The future of cellular therapy represented another major highlight throughout the day. Francesca L. Lim, MBBS, reviewed the remarkable progress achieved with CAR T-cell therapy while candidly addressing the biologic challenges that continue to limit its application in T-cell malignancies.4 Shared antigen expression, T-cell fratricide, product contamination, and prolonged T-cell aplasia remain important barriers to broader success. However, she highlighted several innovative strategies, including gene editing, novel antigen discovery, and next-generation cellular engineering, that may help overcome these obstacles.
Lim is senior consultant hematologist at Singapore General Hospital, chief medical officer at the Advanced Cell Therapy and Research Institute Singapore, and deputy head of the Singhealth Duke-NUS Cell Therapy Center.
Building on this theme, Bor-Sheng Ko, MD, PhD, provided a comprehensive overview of the rapidly evolving treatment landscape for diffuse large B-cell lymphoma.5 His presentation illustrated how CAR T-cell therapy, bispecific antibodies, and other emerging immunotherapies are reshaping management across multiple lines of therapy.
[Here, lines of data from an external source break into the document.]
PR #224, opened 2024-07-18
Simpler min-max functions that vectorize

Skielex:
# Background
The current `slice_min` and `slice_max` functions are not very clean, [nor do they seem to vectorize](https://rust.godbolt.org/z/537xGvj8r).

# Changes
I've replaced the for-loops with `latents.iter().fold()`, which appears to be vectorized by the compiler.

I've added a new `slice_min_max` function that gets both values in one iteration. To use this effectively I've had to make a change to `apply_incomplete`, which I admit is not the cleanest. Suggestions are welcome!

# Performance
~~Honestly, I'm not able to see any repeatable change in performance when running the benchmarks. I've done some digging and it appears the time spent in the min-max functions is so little that I cannot properly benchmark it.~~

~~@mwlon, do you know any scenarios which will cause more time to be spent in these functions that we could use to benchmark this properly? If not, then I don't think there's much point spending more time here.~~

Running 
```
cargo run --release -- bench -i data/binary/ --input-format binary --codecs pco:level=0 --iters 100
```
this PR appears to net ~5% reduction in total time, while 
```
cargo run --release -- bench -i data/binary/ --input-format binary --codecs pco:level=2 --iters 100
```
is ~2% faster. For higher compression levels the effect appears to be insignificant.

### DIFF
--- a/pco/src/histograms.rs
+++ b/pco/src/histograms.rs
@@ -44,30 +44,22 @@ pub struct HistogramBin<L: Latent> {
 }
 
 fn slice_min<L: Latent>(latents: &[L]) -> L {
-  let mut min_val = L::MAX;
-  for i in 0..latents.len() {
-    min_val = min(min_val, latents[i]);
-  }
-  min_val
+  latents
+    .iter()
+    .fold(L::MAX, |min_val, val| min(min_val, *val))
 }
 
 fn slice_max<L: Latent>(latents: &[L]) -> L {
-  let mut max_val = L::ZERO;
-  for i in 0..latents.len() {
-    max_val = max(max_val, latents[i]);
-  }
-  max_val
+  latents
+    .iter()
+    .fold(L::ZERO, |max_val, val| max(max_val, *val))
 }
 
 fn slice_min_max<L: Latent>(latents: &[L]) -> (L, L) {
-  let mut min_val = L::MAX;
-  let mut max_val = L::ZERO;
-  for i in 0..latents.len() {
-    let val = latents[i];
-    min_val = min(min_val, val);
-    max_val = max(max_val, val);
-  }
-  (min_val, max_val)
+  latents.iter().fold(
+    (L::MAX, L::ZERO),
+    |(min_val, max_val), val| (min(min_val, *val), max(max_val, *val)),
+  )
 }
 
 struct HistogramBuilder<L: Latent> {
--- a/pco/src/histograms.rs
+++ b/pco/src/histograms.rs
@@ -44,29 +44,30 @@ pub struct HistogramBin<L: Latent> {
 }
 
 fn slice_min<L: Latent>(latents: &[L]) -> L {
-  let mut min0 = L::MAX;
-  let mut min1 = L::MAX;
-  for i in (0..latents.len()).skip(1).step_by(2) {
-    min0 = min(min0, latents[i - 1]);
-    min1 = min(min1, latents[i]);
+  let mut min_val = L::MAX;
+  for i in 0..latents.len() {
+    min_val = min(min_val, latents[i]);
   }
-  if latents.len() % 2 == 1 {
-    min0 = min(min0, latents.last().cloned().unwrap());
-  }
-  min(min0, min1)
+  min_val
 }
 
 fn slice_max<L: Latent>(latents: &[L]) -> L {
-  let mut max0 = L::ZERO;
-  let mut max1 = L::ZERO;
-  for i in (0..latents.len()).skip(1).step_by(2) {
-    max0 = max(max0, latents[i - 1]);
-    max1 = max(max1, latents[i]);
+  let mut max_val = L::ZERO;
+  for i in 0..latents.len() {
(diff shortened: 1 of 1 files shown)


mwlon:
Do we still get vectorization with `.iter().min().unwrap()` instead of fold?

Skielex:
> Do we still get vectorization with `.iter().min().unwrap()` instead of fold?

No, `latents.iter().min().unwrap().clone()` doesn't seem to vectorize.

I benchmarked with `cargo run --release -- bench -i data/binary/ --input-format binary --codecs pco:level=0 --iters 100` and this PR seems to net ~5% reduction in total time.

pco/src/histograms.rs
```diff
@@ -101,18 +94,22 @@ impl<L: Latent> HistogramBuilder<L> {
...
+      bin.upper = match upper {
+        Bound::Loose(_) => slice_max(latents),
+        Bound::Tight(upper) => upper,
+      };
       bin.count += latents.len();
     } else {
-      let tight_lb = match lower {
-        Bound::Loose(_) => slice_min(latents),
-        Bound::Tight(lower) => lower,
+      let (tight_lb, tight_ub) = match lower {
```
mwlon, line 104: Can you make this a single match on (lower, upper)?

pco/src/histograms.rs
```diff
@@ -44,29 +44,22 @@ pub struct HistogramBin<L: Latent> {
...
-  let mut min1 = L::MAX;
-  for i in (0..latents.len()).skip(1).step_by(2) {
-    min0 = min(min0, latents[i - 1]);
-    min1 = min(min1, latents[i]);
-  }
-  if latents.len() % 2 == 1 {
-    min0 = min(min0, latents.last().cloned().unwrap());
-  }
-  min(min0, min1)
+  latents
```
mwlon, line 47: I find that we can do `latents.iter().cloned().min().unwrap()` and still get SIMD. I think the difference between this and `*latents.iter().min().unwrap()` is that the latter operates on references to latents instead of values.

mwlon (changes requested):

pco/src/histograms.rs
Skielex: Oh, you can match on tuples? Sweet!

Do you have a insights on how often each match arm might be hit so we can order them accordingly?

pco/src/histograms.rs
Skielex: Didn't realise a had to clone before aggregating for it to vectorize. Though now that I look at it, it's what I was doing with `fold`.

One of the reasons I was using fold is that it was functionally equivalent to the previous implementation in the way it would handle an empty array. I also kinda like that it avoids `unwrap`. `fold` also appears to produce slightly fewer instructions, though I doubt it makes any measurable difference.

If we make `slice_min` and `slice_max` panic on empty array, then I think `slice_min_max` should panic too. If we do it like this
``` rust
fn slice_min<L: Latent>(latents: &[L]) -> L {
  latents.iter().cloned().min().unwrap()
}

fn slice_max<L: Latent>(latents: &[L]) -> L {
  latents.iter().cloned().max().unwrap()
}

fn slice_min_max<L: Latent>(latents: &[L]) -> (L, L) {
  latents.iter().cloned().fold(
    (L::MAX, L::ZERO),
    |(min_val, max_val), val| (min(min_val, val), max(max_val, val)),
  )
}
```
then the three functions handle empty arrays differently, which isn't ideal imho. I don't know if there's a clever way to do `slice_min_max` that makes it function like the two others.

mwlon: I don't think you should worry about it, since these functions are private to this module and only used on nonempty slices. But if this still bothers you, you could do e.g. `.unwrap_or(L::MAX)` to make slice_min behave like `slice_min_max`.

pco/src/histograms.rs
mwlon: I don't think it matters 😅 This part isn't super hot, and branch prediction will handle it.

But to satisfy your curiosity: we're almost always doing quicksort here, typically pivoting by x from [a, b) into [a, x) and [x, b). So most often it's tight LB, loose UB.

Skielex: Ok, I'll just leave them in alphabetical order then.

pco/src/histograms.rs
Skielex: Personally, I think the current implementation where all three functions use `fold` is cleaner than the alternatives, as it sticks to one way of doing things.

If we got rid of the functions and aggregated inline I think using the built-in `min` and `max` funcitons would be cleaner. However, as long as we use the custom `slice_` functions, which I think makes the code more readable overall, I like that they're consistent, both functionally and implementation wise.

It's your call of course :-)
If you prefer something else, feel free to push the changes.

mwlon (approved):

pco/src/histograms.rs
mwlon: Ok, seems reasonable. I just made a tiny simplification.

Rather than viewing these modalities as competing approaches, the discussion emphasized how future treatment strategies will likely integrate multiple immune-based therapies to maximize durable responses while individualizing care for each patient.
Ko is associate professor at National Taiwan University College of Medicine and director of the Department of Hematological Oncology at the National Taiwan University Cancer Center.
Collectively, day 1 highlighted a common direction across oncology. Whether through increasingly sophisticated ADCs, molecularly targeted therapies such as menin inhibitors, or next-generation cellular therapies, the field continues to move toward treatments that are both more biologically precise and more personalized.
As ASCO Breakthrough 2026 continues, these advances reinforce a broader shift in cancer medicine from treating diseases according to where they originate to tailoring therapy based on the unique biology driving each patient's cancer.
References
- Gandara DR. Antibody-drug conjugates in lung cancer. Presented at: 2026 ASCO Breakthrough Annual Meeting; Singapore and Online; June 25-27, 2026.
- Ueno NT. Antibody-drug conjugates in breast cancer. Presented at: 2026 ASCO Breakthrough Annual Meeting; Singapore and Online; June 25-27, 2026.
- Siu LL. The global antibody-drug conjugate ecosystem. Presented at: 2026 ASCO Breakthrough Annual Meeting; Singapore and Online; June 25-27, 2026.
- Lim FL. Recent updates in hematologic malignancies. Presented at: 2026 ASCO Breakthrough Annual Meeting; Singapore and Online; June 25-27, 2026.
- Ko BS. Recent updates in hematologic malignancies: considerations in Asia-Pacific region. Presented at: 2026 ASCO Breakthrough Annual Meeting; Singapore and Online; June 25-27, 2026.